> [Problem statement]: Give every line of the listing word for word, beginning at the first and including the line with "week at Saturday." as the last.
****************
Issue #2089, opened 2018-10-11
Course with all Saturdays as the meetings dates does not generate a timeline


ragesoss:
We ran into a bug today for a course where all the meeting dates are on Saturdays: going through the wizard and clicking 'Generate Timeline' does not generate a timeline, it just returns an empty one.

This seems like probably a bug on the Rails end of the wizard.

ragesoss:
Fixed!

PR #2381, opened 2019-01-15
Bug fix to allow classes to be scheduled on Saturdays

bwreid:
Fixes issue #2089.

`.end_of_week(:<day>)` is exclusive. For example:

```ruby
> '2019-01-15'.to_date.end_of_week(:saturday)
=> Fri, 18 Jan 2019
```

### DIFF
--- a/lib/course_meetings_manager.rb
+++ b/lib/course_meetings_manager.rb
@@ -97,7 +97,8 @@ class CourseMeetingsManager
     meetings = []
     @timeline_week_count.times do |wk|
       week_start = @beginning_of_first_week + wk.weeks
-      week_end = week_start.end_of_week(:saturday)
+      # This excludes Sunday, putting the end of the week at Saturday.
+      week_end = week_start.end_of_week(:sunday)
       week_mtgs = []
       @meeting_dates.each do |meeting|
         next if (meeting < @course.timeline_start) || (@course.timeline_end < meeting)
--- a/spec/lib/course_meetings_manager_spec.rb
+++ b/spec/lib/course_meetings_manager_spec.rb
@@ -1,6 +1,7 @@
 # frozen_string_literal: true
 
 require 'rails_helper'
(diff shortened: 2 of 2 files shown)


ragesoss:
Nice. Do you think it's worth it to keep the new feature spec, and add that 20 seconds or so to the full build? (Either way is fine with me, I just want to consider it.)

lib/course_meetings_manager.rb
```diff
@@ -97,7 +97,7 @@ def calculate_week_meeting_dates
     meetings = []
     @timeline_week_count.times do |wk|
       week_start = @beginning_of_first_week + wk.weeks
-      week_end = week_start.end_of_week(:saturday)
+      week_end = week_start.end_of_week(:sunday)
```
ragesoss: Probably ought to have a comment explaining that this code is supposed to return the last day, Saturday, of the week.

bwreid: Can do. I actually think just `.end_of_week` will work as well. Perhaps that's better syntax anyhow?

bwreid:
I'd be happy to remove the feature spec if you can help me figure out what other tests to write in the `course_meetings_manager_spec.rb`. The one test I added is only to the `#meeting_dates_of` method. Are there other methods it would be useful to evaluate?

bwreid:
It looks like a different issue is hanging this up, so I'm going to look after lunch.

lib/course_meetings_manager.rb
ragesoss: Yeah, `end_of_week` default is probably good, but maybe merits a comment anyway, since the intention remains to return a saturday but it's not obvious that's what will happen.

bwreid: `end_of_week` _does_ work but if you call it on a Sunday it just picks the same day. Added a comment and left in the `:sunday` keyword.

ragesoss:
This was merged separately.

PR #2395, opened 2019-01-16
Onboarding Alert displayed on course page for admins

bwreid:
Pushing this up at the moment to ask a few questions. This is not ready to merge.

As is, this pull request:
- Shows the specified alert
- Allows for filtering through the URL on the `/alerts_list` page
- Allows for a `json` response on the `/alerts_list` page
- Still needs more testing and organization of code

image

#### Question / comments:
* I had some trouble with the JS tests (surprise) in part because of some library issues. The [isomorphic-fetch](https://github.com/bitinn/node-fetch/issues/481) library seems to only though issues while testing.
* [This is gross.](https://github.com/WikiEducationFoundation/WikiEduDashboard/compare/onboarding-alert-course-page-feature?expand=1#diff-8e5b00cd1fb9d3693bdddddcd92ab7c0R69) Either we'll need some tricky string manipulation and/or will want to change the input going to the messages. I would suggest:
  1. Update the format of information being sent so that it is perhaps easier to parse.
  2. Move this code into `courseUtils` and expand it out so it's easier to read.

  I think the ideal solution would be to start to store these messages as JSON and then present them in whatever way we need.


ragesoss:
@bwreid For that gross bit, it occurs to me that we don't need to be storing that data as strings in the first place. I think I added the original implementation of the onboarding alerts before we added the `details` attribute to the Alert model; it's basically a hash that we can put whatever data we want into, so we could easily switch to a structured format for handling the input when it originally comes in.

That leaves the problem of dealing with already-created OnboardingAlerts, but an uglier fallback based on alert#message (just render the whole message, without worrying about the structure) when alert#details is not there would be fine. (Keeping that gross implementation as a fallback, and moving it to courseUtils, and maybe expanding it to be understandable, would all be okay as well; as long as it's tested and clearly labeled, it probably won't give us any future trouble.)

For the isomorphic-fetch issue... yuck. Nothing comes immediately to mind.

app/assets/javascripts/components/overview/overview_handler.jsx
```diff
@@ -44,6 +46,7 @@ const Overview = createReactClass({
 
   componentDidMount() {
     if (this.props.current_user.admin) {
+      this.props.fetchOnboardingAlert(this.props.current_user);
```
ragesoss: Current user is the admin, rather than the instructor.

PR #2400, opened 2019-01-18
Onboarding alert refactor

bwreid:
This relates to PR #2395 and is additional refactor on top of it. We can either merge this one first, and then the base PR, or just worry about this one separately.

This refactor moves the course alerts to their own reducer and action file. It also tests both the actions and the reducer, in part mocking out API requests.


ragesoss:
Looks reasonable to me. I suggest doing it in whatever order will be easier.

PR #2401, opened 2019-01-19
Store onboarding alert information in serialized hash

bwreid:
This will store OnboardingAlert information as a hash in the `details` column. This will make it easier to present this information back on the frontend.


bwreid:
Still compatible @ragesoss. At the moment this just adds additional information to that one field. The final step would then be to make changes to the frontend so that we use the text as a fallback and use the `details` json as the information by default.

PR #2409, opened 2019-01-22
[WIP] Allow for backup account when creating requested accounts

bwreid:
Adds a new environment variable that specifies an ID for an account that will be used as a backup in the event a requested account creation fails. If the environment variable is not there, it will just default to the previous implementation.

After you've had a chance to take a look at the code, let's just chat on Slack about this. I'd like to just run by you what I'll do to be manually testing this.

### DIFF
--- a/app/services/create_requested_account.rb
+++ b/app/services/create_requested_account.rb
@@ -6,7 +6,7 @@ require_dependency "#{Rails.root}/lib/importers/user_importer"
 # Processes a RequestedAccount by creating a new mediawiki account, and
 # creating the User record upon success.
 class CreateRequestedAccount
-  attr_reader :result, :user
+  attr_reader :result, :user, :creator
 
   def initialize(requested_account, creator)
     @creator = creator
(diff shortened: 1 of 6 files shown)


app/services/create_requested_account.rb
```diff
@@ -36,38 +37,55 @@ def process_request
...
   end
 
+  def retry_request_with_backup_account
+    backup_account_id = ENV['account_creation_backup_creator_id']
+    backup_account = User.find_by(id: backup_account_id)
+    return log_unexpected_response if !backup_account.is_a?(User) || backup_account == @creator
+
+    @creator = backup_account
+    creation_reason = "Created #{@username} at the request of #{@creator}."
+    process_request(backup_account, creation_reason)
```
ragesoss: This will loop if the retry is also failing.

bwreid: I think the line above setting `@creator = backup_account` should solve this? On a second run through, the backup_account and the @creator should be the same.

ragesoss: What happens if trying with the backup account fails (for example, because the account's credentials expired or it got blocked)? I don't see how to avoids an infinite loop in that circumstance.

ragesoss:
merged separately.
****************
> [Written reply]:
Issue #2089, opened 2018-10-11
Course with all Saturdays as the meetings dates does not generate a timeline


ragesoss:
We ran into a bug today for a course where all the meeting dates are on Saturdays: going through the wizard and clicking 'Generate Timeline' does not generate a timeline, it just returns an empty one.

This seems like probably a bug on the Rails end of the wizard.

ragesoss:
Fixed!

PR #2381, opened 2019-01-15
Bug fix to allow classes to be scheduled on Saturdays

bwreid:
Fixes issue #2089.

`.end_of_week(:<day>)` is exclusive. For example:

```ruby
> '2019-01-15'.to_date.end_of_week(:saturday)
=> Fri, 18 Jan 2019
```

### DIFF
--- a/lib/course_meetings_manager.rb
+++ b/lib/course_meetings_manager.rb
@@ -97,7 +97,8 @@ class CourseMeetingsManager
     meetings = []
     @timeline_week_count.times do |wk|
       week_start = @beginning_of_first_week + wk.weeks
-      week_end = week_start.end_of_week(:saturday)
+      # This excludes Sunday, putting the end of the week at Saturday.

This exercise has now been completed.